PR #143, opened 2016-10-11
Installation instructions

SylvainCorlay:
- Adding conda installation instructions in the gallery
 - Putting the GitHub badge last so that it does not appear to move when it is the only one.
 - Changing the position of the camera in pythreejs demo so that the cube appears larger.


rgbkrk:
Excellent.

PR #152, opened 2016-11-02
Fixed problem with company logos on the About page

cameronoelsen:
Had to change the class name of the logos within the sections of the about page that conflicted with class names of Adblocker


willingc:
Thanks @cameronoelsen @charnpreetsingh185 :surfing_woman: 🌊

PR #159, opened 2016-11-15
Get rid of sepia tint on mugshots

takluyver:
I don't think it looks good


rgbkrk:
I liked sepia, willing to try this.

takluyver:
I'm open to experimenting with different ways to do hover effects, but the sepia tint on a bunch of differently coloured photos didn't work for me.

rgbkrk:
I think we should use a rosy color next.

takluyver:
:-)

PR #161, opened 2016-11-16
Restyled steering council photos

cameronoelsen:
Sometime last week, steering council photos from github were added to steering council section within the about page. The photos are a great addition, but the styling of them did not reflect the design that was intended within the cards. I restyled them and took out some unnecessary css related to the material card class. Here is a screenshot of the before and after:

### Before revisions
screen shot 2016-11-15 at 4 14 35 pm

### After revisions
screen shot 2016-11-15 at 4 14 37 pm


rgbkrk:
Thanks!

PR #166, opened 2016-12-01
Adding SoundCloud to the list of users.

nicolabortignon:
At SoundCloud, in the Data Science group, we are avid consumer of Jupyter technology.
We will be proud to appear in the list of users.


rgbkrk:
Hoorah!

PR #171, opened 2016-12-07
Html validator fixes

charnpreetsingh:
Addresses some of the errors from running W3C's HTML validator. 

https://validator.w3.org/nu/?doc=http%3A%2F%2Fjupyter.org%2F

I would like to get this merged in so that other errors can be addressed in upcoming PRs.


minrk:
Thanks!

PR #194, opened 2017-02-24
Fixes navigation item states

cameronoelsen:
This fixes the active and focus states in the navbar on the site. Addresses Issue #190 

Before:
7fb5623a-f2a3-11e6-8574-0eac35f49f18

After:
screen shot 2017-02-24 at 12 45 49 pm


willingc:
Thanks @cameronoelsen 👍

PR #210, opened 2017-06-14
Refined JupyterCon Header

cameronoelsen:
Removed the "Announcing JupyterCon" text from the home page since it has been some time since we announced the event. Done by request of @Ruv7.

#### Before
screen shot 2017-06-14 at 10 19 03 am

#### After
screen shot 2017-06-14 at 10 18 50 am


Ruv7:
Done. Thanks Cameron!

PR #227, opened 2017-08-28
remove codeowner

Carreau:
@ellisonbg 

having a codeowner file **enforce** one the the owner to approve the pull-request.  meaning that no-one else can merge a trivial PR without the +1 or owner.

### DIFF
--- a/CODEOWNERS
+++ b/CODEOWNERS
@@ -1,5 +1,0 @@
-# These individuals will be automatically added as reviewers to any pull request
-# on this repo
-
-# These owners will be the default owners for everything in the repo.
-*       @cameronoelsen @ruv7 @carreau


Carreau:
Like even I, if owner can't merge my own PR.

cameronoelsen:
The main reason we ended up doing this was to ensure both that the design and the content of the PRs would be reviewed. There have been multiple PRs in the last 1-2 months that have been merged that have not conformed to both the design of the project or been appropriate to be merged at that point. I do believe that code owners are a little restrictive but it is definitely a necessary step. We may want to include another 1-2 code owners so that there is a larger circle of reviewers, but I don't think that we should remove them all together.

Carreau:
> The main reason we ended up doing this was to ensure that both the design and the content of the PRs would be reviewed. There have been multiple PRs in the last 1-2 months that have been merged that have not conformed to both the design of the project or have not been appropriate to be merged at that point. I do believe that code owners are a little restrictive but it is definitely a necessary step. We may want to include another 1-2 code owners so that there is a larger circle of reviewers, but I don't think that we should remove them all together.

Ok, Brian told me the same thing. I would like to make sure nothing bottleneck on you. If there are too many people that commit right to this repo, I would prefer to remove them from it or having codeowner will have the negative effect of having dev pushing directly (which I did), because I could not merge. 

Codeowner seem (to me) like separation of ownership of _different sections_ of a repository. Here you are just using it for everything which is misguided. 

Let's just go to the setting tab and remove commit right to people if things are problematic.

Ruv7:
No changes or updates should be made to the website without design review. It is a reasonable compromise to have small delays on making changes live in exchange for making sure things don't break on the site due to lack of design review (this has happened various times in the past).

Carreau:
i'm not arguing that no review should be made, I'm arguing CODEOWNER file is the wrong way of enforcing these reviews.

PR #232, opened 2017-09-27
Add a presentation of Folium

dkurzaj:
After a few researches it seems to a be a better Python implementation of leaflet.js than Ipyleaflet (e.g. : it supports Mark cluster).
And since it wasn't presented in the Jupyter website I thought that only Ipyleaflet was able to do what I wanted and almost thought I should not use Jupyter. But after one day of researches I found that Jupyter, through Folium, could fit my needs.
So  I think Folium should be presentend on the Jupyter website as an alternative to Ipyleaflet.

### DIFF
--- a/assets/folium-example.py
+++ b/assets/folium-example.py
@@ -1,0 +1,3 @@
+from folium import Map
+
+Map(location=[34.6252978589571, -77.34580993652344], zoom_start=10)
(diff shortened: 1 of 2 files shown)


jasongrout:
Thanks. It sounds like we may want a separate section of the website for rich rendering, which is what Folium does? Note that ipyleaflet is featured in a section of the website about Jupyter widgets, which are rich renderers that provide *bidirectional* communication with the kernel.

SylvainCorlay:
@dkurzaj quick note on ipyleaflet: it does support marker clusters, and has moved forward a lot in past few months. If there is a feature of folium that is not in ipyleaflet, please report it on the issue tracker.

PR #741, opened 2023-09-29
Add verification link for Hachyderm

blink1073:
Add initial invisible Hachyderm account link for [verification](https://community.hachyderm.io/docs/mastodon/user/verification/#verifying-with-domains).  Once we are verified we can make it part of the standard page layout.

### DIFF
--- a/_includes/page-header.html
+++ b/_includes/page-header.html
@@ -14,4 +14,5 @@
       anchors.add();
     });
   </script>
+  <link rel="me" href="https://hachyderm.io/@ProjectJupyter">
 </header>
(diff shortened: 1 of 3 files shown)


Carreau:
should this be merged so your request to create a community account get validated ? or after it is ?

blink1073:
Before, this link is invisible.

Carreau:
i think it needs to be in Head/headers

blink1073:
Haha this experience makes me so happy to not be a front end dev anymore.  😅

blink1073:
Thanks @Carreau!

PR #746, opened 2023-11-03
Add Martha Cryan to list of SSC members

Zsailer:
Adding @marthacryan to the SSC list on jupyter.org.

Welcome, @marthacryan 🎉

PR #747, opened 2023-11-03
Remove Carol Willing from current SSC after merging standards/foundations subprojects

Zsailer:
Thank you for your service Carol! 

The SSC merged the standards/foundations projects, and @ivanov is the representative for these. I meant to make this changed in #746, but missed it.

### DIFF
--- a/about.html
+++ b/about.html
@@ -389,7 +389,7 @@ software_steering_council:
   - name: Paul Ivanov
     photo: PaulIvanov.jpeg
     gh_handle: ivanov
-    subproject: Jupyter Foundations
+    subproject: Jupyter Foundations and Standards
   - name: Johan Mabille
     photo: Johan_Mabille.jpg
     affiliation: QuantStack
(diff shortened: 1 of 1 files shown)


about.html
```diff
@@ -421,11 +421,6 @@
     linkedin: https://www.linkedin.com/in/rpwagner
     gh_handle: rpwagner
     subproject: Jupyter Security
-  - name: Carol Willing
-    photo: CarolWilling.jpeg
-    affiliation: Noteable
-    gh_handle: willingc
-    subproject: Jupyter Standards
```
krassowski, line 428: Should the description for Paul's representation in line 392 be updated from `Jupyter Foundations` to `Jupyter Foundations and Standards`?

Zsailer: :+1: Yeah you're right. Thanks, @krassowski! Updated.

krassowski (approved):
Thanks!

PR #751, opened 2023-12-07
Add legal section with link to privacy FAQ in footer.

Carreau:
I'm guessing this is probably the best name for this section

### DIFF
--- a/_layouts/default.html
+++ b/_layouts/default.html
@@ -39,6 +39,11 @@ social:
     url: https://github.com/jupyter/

- - -

EXERCISE REQUIREMENTS »
Please report the number of lines in the listing that include "reviewed", and add nothing to it.

TASK OUTPUT »
2